PR #1906, opened 2025-10-15
Allow rendering UI from any cell/subpath in ct-render

bfollington:
- **Implement subtree support for ct-render**
- **Add omni-layout**
- **Add toggleable sidebar**

    

---

## Summary by cubic
Enables ct-render to render UI from any cell or subpath and adds OmniLayout with a toggleable sidebar and FAB slots. Unlocks slot-based layouts and supports CT-989.

- **New Features**
  - ct-render can render from root or subpath cells, resolving UI from cell.key(UI) or the cell value; syncs cells and handles missing recipe IDs.
  - Added x-omni-layout with slots: main, sidebar, fab, plus a sidebar toggle button.
  - SpaceView uses OmniLayout and ct-render to render main, sidebarUI, and fabUI from the default pattern.
  - Default app recipe now returns sidebarUI and fabUI.

### DIFF
--- a/packages/ui/src/v2/components/ct-render/ct-render.ts
+++ b/packages/ui/src/v2/components/ct-render/ct-render.ts
@@ -165,15 +165,10 @@ export class CTRender extends BaseElement {
     // 1. Being passed a UI cell directly (e.g., cell.key(UI))
     // 2. Being passed a root charm cell (extract UI subcell)
     let uiCell = cell;
-    try {
-      const uiSubcell = cell.key(UI as never);
-      if (uiSubcell.get() !== undefined) {
-        this._log("extracting UI subcell from root charm cell");
-        uiCell = uiSubcell;
-      }
-    } catch (error) {
-      // If we can't read the UI subcell, just use the cell as-is
-      this._log("no UI subcell found, using cell as-is");
+    const uiSubcell = (cell as Cell<{ [UI]: unknown }>).key(UI);
+    if (uiSubcell.get() !== undefined) {
+      this._log("extracting UI subcell from root charm cell");
+      uiCell = uiSubcell;
     }
 
     this._log("rendering UI");


packages/ui/src/v2/components/ct-render/ct-render.ts
```diff
@@ -141,26 +140,101 @@ export class CTRender extends BaseElement {
...
+    }
+  }
+
+  private _isRenderableVNode(value: unknown): boolean {
+    return isVNode(value);
+  }
+
+  private _isRecord(value: unknown): value is Record<string, unknown> {
+    return typeof value === "object" && value !== null;
+  }
```
jsantell: These don't need to be methods, and `isRecord` is in `@commontools/utils`

packages/ui/src/v2/components/ct-render/ct-render.ts
```diff
@@ -141,26 +140,101 @@ export class CTRender extends BaseElement {
...
+
+    if (this._isRenderableVNode(value) || value === undefined) {
+      return cell;
+    }
+
+    throw new Error("Cell does not contain renderable UI content");
+  }
+
+  private async _maybeSyncCell(cell: Cell<unknown>) {
+    const sync = (cell as { sync?: () => Promise<unknown> | unknown }).sync;
```
seefeldb: better to use isCell here

packages/ui/src/v2/components/ct-render/ct-render.ts
```diff
@@ -141,26 +140,101 @@ export class CTRender extends BaseElement {
...
+    if (typeof sync === "function") {
+      await sync.call(cell);
```
seefeldb: and i don't think Cell.sync takes a parameter currently

seefeldb (commented):
the ct-render part could be a lot simpler.

i think this should work:
- call render(..., cell) immediately -- if cell is a cell it'll react to future updates and if it's a primitive value, then it's anyway fine to call. it also follows all the UI links already.
- guard the rest in `isCell()` && path.length === 0
- await cell.sync()
- getRecipeId()
- if it succeeds call runSynced

(you don't need to call sync for path.length > 0 either, because render's get will implicitly do that for you)

or if you want to be faster, replace the last three with:
- promise = cell.sync();
- getRecipeId(), if it fails await promise, then try again
- if there is a recipe, call runSynced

* _Try it_
Set down only the lines above that fall between the line holding "cell.key(UI as never);" and the line holding "seefeldb: better to use isCell here", inclusive, keeping each exact.

* _Answer to this problem_
-      const uiSubcell = cell.key(UI as never);
-      if (uiSubcell.get() !== undefined) {
-        this._log("extracting UI subcell from root charm cell");
-        uiCell = uiSubcell;
-      }
-    } catch (error) {
-      // If we can't read the UI subcell, just use the cell as-is
-      this._log("no UI subcell found, using cell as-is");
+    const uiSubcell = (cell as Cell<{ [UI]: unknown }>).key(UI);
+    if (uiSubcell.get() !== undefined) {
+      this._log("extracting UI subcell from root charm cell");
+      uiCell = uiSubcell;
     }
 
     this._log("rendering UI");


packages/ui/src/v2/components/ct-render/ct-render.ts
```diff
@@ -141,26 +140,101 @@ export class CTRender extends BaseElement {
...
+    }
+  }
+
+  private _isRenderableVNode(value: unknown): boolean {
+    return isVNode(value);
+  }
+
+  private _isRecord(value: unknown): value is Record<string, unknown> {
+    return typeof value === "object" && value !== null;
+  }
```
jsantell: These don't need to be methods, and `isRecord` is in `@commontools/utils`

packages/ui/src/v2/components/ct-render/ct-render.ts
```diff
@@ -141,26 +140,101 @@ export class CTRender extends BaseElement {
...
+
+    if (this._isRenderableVNode(value) || value === undefined) {
+      return cell;
+    }
+
+    throw new Error("Cell does not contain renderable UI content");
+  }
+
+  private async _maybeSyncCell(cell: Cell<unknown>) {
+    const sync = (cell as { sync?: () => Promise<unknown> | unknown }).sync;
```
seefeldb: better to use isCell here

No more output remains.